Many people travelled on the telegraph trail before and after the closing of the line. Some were regular users, like the packers on the pack trains that annually carried supplies tp the stations and the large pack trains that went along with hunters and their guides on forty- to ninety-day hunts (Miller does not mention the latter). And then there were the trekkers: men and women, including a murderer and a woman travelling to Siberia, who for many reasons hiked or attempted to travel by motorcycle on the trail. Their compelling stories are recounted in this book.

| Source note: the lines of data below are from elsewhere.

PR #941, opened 2021-01-26
fix: test service spec error detected by the validator

jjtang1985:
The validation step was skipped. I fixed one spec error detected by the validator.


FrankEssenberger (dismissed):
LGTM. Only one thing you could do - check if the generator fails with exit code != 0 in case of a faulty spec file.

FrankEssenberger:
Only one thing you could do - check if the generator fails with exit code != 0 in case of a faulty spec file.

jjtang1985:
@FrankEssenberger , I skipped the validation again and only kept the fix for the test service spec after discussed with @marikaner , because this might be related to a decision about whether we allow duplicate `operationId` in the spec file.

test-resources/openapi-service-specs/swagger-yaml-service.yml
```diff
@@ -41,7 +41,8 @@ paths:
       responses:
         '200':
           description: Success
-          type: string
+          schema:
+            type: string
```
jjtang1985, line 45: the real fix

marikaner: Good catch, I though this was 2.0 syntax, but I crosschecked the docs and it isn't ;)

marikaner (approved):
LGTM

Miller made a few errors that should be noted. He supposedly quoted me describing how three of the four airplanes the US Army flew to Alaska in 1920 landed on Callbreath's ranch on their return flight, harming the undercarriage of one of the planes (193 n18). The quotation came from Frank H. Ellis (1960, 35) The Cariboo Digest. The source for Miller's next paragraph (chap. 12, 193-4 n19) does come from a short account I wrote, which is. published in Stan Cohen's (1998, 97-8). The Alaska Flying Expedition: The US Army's 1920 New York to Nome Flight. This source is not cited in Chapter 12, note 19. Incidentally, the ranch is ten miles (sixteen kilometres) from Telegraph Creek, not thirty, as Miller wrote; and it was a bonfire on the hill behind the village that notified the pilot that the weather had cleared south of Telegraph Creek so that the plane could take off after having been on the ranch for twenty days.

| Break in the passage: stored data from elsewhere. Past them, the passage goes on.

PR #961, opened 2021-02-02
chore: fix the unhandledRejection warning when generating test services

jjtang1985:
- Fix the warning:
`UnhandledPromiseRejectionWarning: Error: Reading test service file 'openapi' failed: Error: EISDIR: illegal operation on a directory` by applying a filter `dirent.isFile()`.
- The script will fail in there future instead of having a warning.

### DIFF
--- a/scripts/generate-test-services.ts
+++ b/scripts/generate-test-services.ts
@@ -85,12 +85,14 @@ async function generateTestServicesWithLocalCoreModules(
   }
 
   (await readServiceDirectories()).forEach(serviceDirectory =>
-    readServiceDirectory(serviceDirectory).then(files =>
-      files.forEach(file =>
-        readServiceFile(serviceDirectory, file).then(data => {
-          replaceWithLocalModules(serviceDirectory, file, data);
-        })
-      )
+    readServiceDirectory(serviceDirectory).then(dirents =>
+      dirents
+        .filter(dirent => dirent.isFile())
+        .forEach(dirent =>
+          readServiceFile(serviceDirectory, dirent.name).then(data => {
+            replaceWithLocalModules(serviceDirectory, dirent.name, data);
+          })
+        )
     )
   );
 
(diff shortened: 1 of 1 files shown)


scripts/generate-test-services.ts
```diff
@@ -85,12 +85,14 @@ async function generateTestServicesWithLocalCoreModules(
...
 
   (await readServiceDirectories()).forEach(serviceDirectory =>
-    readServiceDirectory(serviceDirectory).then(files =>
-      files.forEach(file =>
-        readServiceFile(serviceDirectory, file).then(data => {
-          replaceWithLocalModules(serviceDirectory, file, data);
-        })
-      )
+    readServiceDirectory(serviceDirectory).then(dirents =>
+      dirents
```
FrankEssenberger, line 89: `dirents` are either files or directories? I do not really like the name. Perhaps `serviceDirectoryContent`?

scripts/generate-test-services.ts
```diff
@@ -85,12 +85,14 @@ async function generateTestServicesWithLocalCoreModules(
...
+        .filter(dirent => dirent.isFile())
+        .forEach(dirent =>
```
FrankEssenberger, line 91: And here since you filtered these are only `serviceSourceFiles` right?

scripts/generate-test-services.ts
```diff
@@ -132,6 +134,11 @@ async function generateTestServicesWithLocalCoreModules(
 }
 
 async function generateAll(): Promise<void> {
+  process.on('unhandledRejection', (reason, promise) => {
```
FrankEssenberger, line 137: I assume this was needed, but I am wondering why the catch in line 182 did not handle it.

FrankEssenberger (approved):
LGTM: Only two minor questions and comments

scripts/generate-test-services.ts
jjtang1985: Discussed and added a comment.

scripts/generate-test-services.ts
jjtang1985: Added the `fs.Direent` type name for less confusing.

Unfortunately, Miller (269) uses a sentence in Archie Hunter's (1983, 96) Northern Traders as a source of information. This sentence incorrectly states that the fifty US Army Engineers who arrived in Telegraph Creek in 1942 (not 1941) were to go into the Interior to work on construction of the Alaska Highway. That was not their mission. They were to survey and cut out a route to Alaska for a railway, a project that came to naught.
The caption for an archival photograph of tractors on the Dease Road is incorrect (261). The US Army Engineers had nothing to do with improving the road for small-truck traffic; rather, it was the Department of Public Works crew from Telegraph Creek that did the work. They were possibly assisted by General Construction, whose trucks and boats hauled the freight on the Dease Road and Dease Lake/River, and who built Watson Lake Airport. Regardless of these errors, Miller has written a captivating book that fills a large gap in the written history of northwestern Canada.
Cohen, Stan. 1998. The Alaska Flying Expedition: The US Army's 1920 New York to Nome Flight. (Missoula, Montana: Pictorial Histories Publishing.)
Ellis, Frank H. 1960. The Cariboo Digest.
Hunter, Archie. 1983. Northern Traders: Cariboo Hair in the Stew. (Victoria: Sono Nis Press.)